The Weather Undergound aspired to take over the U.S. government and establish re-education camps in the American southwest; the organization estimated that it would be necessary to kill some 25 million people "die-hard capitalist[s]" who could not be reformed. 

By the time the U.S. withdrew its military forces from Vietnam in 1975, the Weather Underground was clearly losing vitality as an organization, having failed to invigorate a new radical movement in the U.S. or to inspire an all-out war against the government. In the wake of President Jimmy Carter's amnesty for draft dodgers, members of the group began to emerge from hiding. Many were never prosecuted; others had their convictions overturned.

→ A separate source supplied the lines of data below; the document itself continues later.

PR #345, opened 2020-10-11
bump nextcloud version to 20 

dassio:
CI BUILD: https://travis-ci.com/github/dassio/facerecognition/builds/189297176

Edit:
i also did an manual test, it seems to be ok

### DIFF
--- a/.travis.yml
+++ b/.travis.yml
@@ -23,6 +23,10 @@ env:
     - DB=mysql CORE_BRANCH=stable19
     - DB=pgsql CORE_BRANCH=stable19
     - DB=sqlite CORE_BRANCH=stable19
+    - DB=mysql CORE_BRANCH=stable20
+    - DB=pgsql CORE_BRANCH=stable20
+    - DB=sqlite CORE_BRANCH=stable20
+
 
 before_install:
   # Installing pdlib (install dlib from repo and compile pdlib on top of it)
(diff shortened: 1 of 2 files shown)


.travis.yml
```diff
@@ -20,9 +20,9 @@ env:
     - DB=mysql
     - DB=pgsql
     - DB=sqlite
-    - DB=mysql CORE_BRANCH=stable19
-    - DB=pgsql CORE_BRANCH=stable19
-    - DB=sqlite CORE_BRANCH=stable19
```
matiasdelellis, line 25: Don't delete NC19.. Just add NC20.

Currently the stable versions are NC18 to NC20, so we must test all 3. :wink:

matiasdelellis (changes requested):
Hi @dassio 
Thank you very much for split the patch..   Returns the test of NC 19 and we merge it. :smile:

dassio:
> p.s: I was worried about the new Bootstraping process but it seems optional. https://docs.nextcloud.com/server/latest/developer_manual/app_development/bootstrap.html#bootstrapping

yes, i am trying to find a way  so that we can active the unified search but also be compatible with NC19

matiasdelellis:
> yes, i am trying to find a way so that we can active the unified search but also be compatible with NC19

Yes,, Please.. :smile: 

See:
* https://github.com/nextcloud/deck/pull/2200
* https://github.com/nextcloud/deck/blob/master/lib/AppInfo/Application.php

matiasdelellis:
Thanks again.

PR #367, opened 2020-10-31
Fix inconsistent wording in settings page

Derkades:
a few things I noticed while translating

### DIFF
--- a/templates/settings/admin.php
+++ b/templates/settings/admin.php
@@ -56,7 +56,7 @@
 		</p>
 		<br>
 		<h3>
-			<?php p($l->t('Model'));?>
+			<?php p($l->t('Configuration information'));?>
 			<span class="status success<?php if(!($_['model-version'] > 0 && $_['meet-dependencies'])):?> error<?php endif;?>"></span>
 		</h3>
 		<p><?php p($l->t('Current model:'));?> <em><?php p($_['model-version']);?></em></p>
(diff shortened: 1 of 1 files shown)


matiasdelellis:
Hi @Derkades 
Thank you very much for these corrections.
In general, I think you are right, but if you are not offended, I would rather postpone this PR for later. I want to release a minor revision these days, and if I apply this patch, there will be many incomplete translations. Then we can give the rest of the translators more time to update.

templates/settings/admin.php
```diff
@@ -47,19 +47,19 @@
...
 			<span><input type="range" id="min-confidence-range" min="0.0" max="1.1" value="0.99" step="0.01" class="ui-slider"></span>
-			<label for="min-confidence-range"><?php p($l->t('Highest minimum confidence'));?></label>
+			<label for="min-confidence-range"><?php p($l->t('Higher minimum confidence'));?></label>
 			<span id="min-confidence-value"class="span-highlighted">...</span>
 			<a id="restore-min-confidence" class="icon-align icon-history" style="display: none;" title="<?php p($l->t('Restore'));?>" href="#"></a>
 			<a id="save-min-confidence" class="icon-align icon-edit" style="display: none;" title="<?php p($l->t('Save'));?>" href="#"></a>
 		</p>
 		<br>
 		<h3>
-			<?php p($l->t('Configuration information'));?>
```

Some, like Rudd, Dohrn, and Ayers, claimed places for themselves in academia, while others attempted to return to the mainstream. 

On October 20, 1981 -- long after the Weather Underground had ceased to exist -- former Underground member Kathy Boudin and her soon-to-be husband, David Gilbert, were accomplices in the robbery of a Brinks armored car in Nyack, New York. In the course of that heist, one Brinks guard and two Nyack police officers were murdered. Also involved in the robbery was Judith Clark, who had served a prison term for her participation in the "Days of Rage." Boudin hired attorney Leonard Weinglass, a law partner of her father, to defend her in the case. Weinglass arranged for a plea bargain whereby Boudin pled guilty to one count of felony murder and robbery, in exchange for a prison sentence of twenty years to life. She was paroled in 2003, however, over strong opposition from New York State police. Gilbert remains in New York's Attica State Prison, having refused to bargain.

In 1985, former Weather Underground members Susan Rosenberg (who also was implicated in the Nyack robbery) and Linda Evans were apprehended while transporting 740 pounds of explosives which they both acknowledged were slated for use in additional bombings. Rosenberg was sentenced to 58 years in prison, Evans 40; President Bill Clinton pardoned both women in January 2001.